Your on a budget and you are looking at SLP stuff?


----------



## 06SixOhGoat (Jun 19, 2010)

jpalamar said:


> Your on a budget and you are looking at SLP stuff?


:agree

Btw i just did a "X" in place of the resonator. and did a muffler delete. cost me 200 bucks. At idle you can tell you have exhaust. Accel its pretty loud. 6th gear cruise its like idle again. 

http://www.gtoforum.com/f38/200-later-sounds-good-pics-28719/


----------



## jpalamar (Jul 22, 2008)

06SixOhGoat said:


> :agree
> 
> Btw i just did a "X" in place of the resonator. and did a muffler delete. cost me 200 bucks. At idle you can tell you have exhaust. Accel its pretty loud. 6th gear cruise its like idle again.
> 
> http://www.gtoforum.com/f38/200-later-sounds-good-pics-28719/


Kinda creepy because my buddy has an 06 TR that has that same setup and I like the sound, just needed to be leaned out a bit on decel to remove the popping.


----------



## 06SixOhGoat (Jun 19, 2010)

jpalamar said:


> Kinda creepy because my buddy has an 06 TR that has that same setup and I like the sound, just needed to be leaned out a bit on decel to remove the popping.

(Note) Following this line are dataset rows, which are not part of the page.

PR #231, opened 2021-06-08
Remove call to delete_legacy_approvers in gitlab versions >= 13.11

### LINKED ISSUE #220: Removed approvers endpoint used by GitLabForm
**Describe the bug**

In GitLab [13.11.0](https://gitlab.com/gitlab-org/gitlab/-/blob/master/CHANGELOG-EE.md#13110-2021-04-22) a deprecated project approvers update REST API has been removed. This endpoint is still invoked by GitLabForm to delete legacy approvers (see [merge_request_processor.py](https://github.com/egnyte/gitlabform/blob/main/gitlabform/gitlabform/processors/project/merge_requests_processor.py#L42)) if the response from GitLab contains `approvers` or `approver_groups`. Unfortunately although the endpoint has been removed above attributes are still returned by GitLab making GitLabForm call non-existent endpoint.

```
Traceback (most recent call last):
  File "/gitlabform/gitlabform/gitlabform/core.py", line 315, in process_all
    self.project_processors.process_project(
  File "/gitlabform/gitlabform/gitlabform/processors/project/__init__.py", line 57, in process_project
    processor.process(project_and_group, configuration, dry_run)
  File "/gitlabform/gitlabform/gitlabform/processors/util/decorators.py", line 42, in method_wrapper
    return method(self, project_and_group, SafeDict(configuration), dry_run)
  File "/gitlabform/gitlabform/gitlabform/processors/abstract_processor.py", line 34, in process
    self._process_configuration(project_or_project_and_group, configuration)
  File "/gitlabform/gitlabform/gitlabform/processors/project/merge_requests_processor.py", line 37, in _process_configuration
    self.gitlab.delete_legacy_approvers(project_and_group)
  File "/gitlabform/gitlabform/gitlab/projects.py", line 235, in delete_legacy_approvers
    self._make_requests_to_api(
  File "/gitlabform/gitlabform/gitlab/core.py", line 137, in _make_requests_to_api
    response = self._make_request_to_api(
  File "/gitlabform/gitlabform/gitlab/core.py", line 220, in _make_request_to_api
    raise NotFoundException("Resource path='%s' not found!" % url)
gitlabform.gitlab.core.NotFoundException: Resource path='****edited****/api/v4/projects/****edited****/approvers' not found!
```

Here's the response from `projects/:id/approvals`
```
{
  "approvers": [],
  "approver_groups": [],
  "approvals_before_merge": 1,
  "reset_approvals_on_push": true,
  "disable_overriding_approvers_per_merge_request": true,
  "merge_requests_author_approval": false,
  "merge_requests_disable_committers_approval": true,
  "require_password_to_approve": false
}
```

We're using an older version of GitLabForm but the same logic triggering the issue is still on the main branch.

**GitLabForm version**

GitLabForm version: 1.18.3.2 (the latest is 2.0.0.post1 - please update!)

Pigueiras:
Fixes #220

### DIFF
--- a/gitlabform/gitlabform/processors/project/merge_requests_processor.py
+++ b/gitlabform/gitlabform/processors/project/merge_requests_processor.py
@@ -1,6 +1,7 @@
 import logging
 
 import cli_ui
+from distutils.version import LooseVersion
 
 from gitlabform.gitlab import GitLab
 from gitlabform.gitlabform.processors.abstract_processor import AbstractProcessor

yeah on decel theres alot of popping but i dont mind it at all. On a cold start shifting from 1st to 2nd it sounds like gun shots lol.


----------



## Doublezeros (Sep 6, 2010)

Thanks for the help guys, I'm probably going to go with Lm II for the mellower sound.


----------



## MOVEOVER (Aug 10, 2010)

I have lm1 with kooks 1 7/8 and straight pipes for mids and i love it. Loud isn't the word!!

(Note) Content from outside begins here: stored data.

PR #232, opened 2021-06-08
Add possibility to add extra parameters in protect branches method

### LINKED ISSUE #227: Add option to allow push force in protected branches
There is no way to specify `allow_force_push` when setting up the protected branches

https://docs.gitlab.com/ee/api/protected_branches.html#protect-repository-branches

Pigueiras:
Fixes #227

### DIFF
--- a/gitlabform/gitlab/branches.py
+++ b/gitlabform/gitlab/branches.py
@@ -22,62 +22,23 @@ class GitLabBranches(GitLabCore):
         )
 
     # new API
-    def branch_access_level(
-        self,
-        project_and_group_name,
-        branch,
-        push_access_level,
-        merge_access_level,
-        unprotect_access_level,
-    ):
+    def branch_access_level(self, project_and_group_name, branch, protect_settings):
 
         url = "projects/%s/protected_branches?name=%s"
         parameters_list = [
             project_and_group_name,
             branch,
         ]
-        if push_access_level is not None:
-            url += "&push_access_level=%s"
-            parameters_list.append(push_access_level)
-        if merge_access_level is not None:
-            url += "&merge_access_level=%s"
-            parameters_list.append(merge_access_level)
-        if unprotect_access_level is not None:
-            url += "&unprotect_access_level=%s"
-            parameters_list.append(unprotect_access_level)
-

My car is sort of known for the popping in my area. Seems a bit louder then other gto's i know lol


----------



## GTO JUDGE (May 14, 2005)

A guy in our club has an '06 pushing 578HP at the rear. No mufflers no cats, straight pipe not sure if its the LM1 or 2 but its the loudest one they have....

6 of us ran from Central PA to the Tri-Power Nationals 7 hours one way. I was behind him I think I lost my hearing. NOO but damn.... every time he got on it in the mountainous areas he caused rock slides.

I told him my '05 is terrified of his car. Its a beast, gorgeous show car too but ungodly loud. I've seen people move out of their way for him it was a riot. 

If you want loud I mean friggin wake the dead loud get the LM's loudest then remove the mufflers and cats and add a maggie or 2. I swear I seen the dead throwin rocks at his car.


----------



## The Detailer (Nov 1, 2009)

I have the full SLP set up w/x-pipe on my car and you can hear it over a mile away at wot, Its defintley loud, Someone said it sounded like flowmaster on herion lol.


----------



## 06BREEZYGOAT (Sep 8, 2010)

*2006, spintech or SLP?*

i just got my 2006 Goat, im on a Navy budget. haha i want to get the spintech axel back exhaust for my car, does anyone think that is a good one to get? or i want slp LM2. but i have to pay for all the instal. i live on base and cant work on the car my self, anyone??


----------



## jpalamar (Jul 22, 2008)

06BREEZYGOAT said:


> i just got my 2006 Goat, im on a Navy budget. haha i want to get the spintech axel back exhaust for my car, does anyone think that is a good one to get? or i want slp LM2. but i have to pay for all the instal. i live on base and cant work on the car my self, anyone??


You can't work on your car on base or just don't have the space/tools? Reason I ask is because catbacks are cake to install. They litterally just bolt on and you slide the doughnuts on the hanger. Very easy to do with some PB blaster, sockets, jack, and jackstands. 2 hours worst case senario.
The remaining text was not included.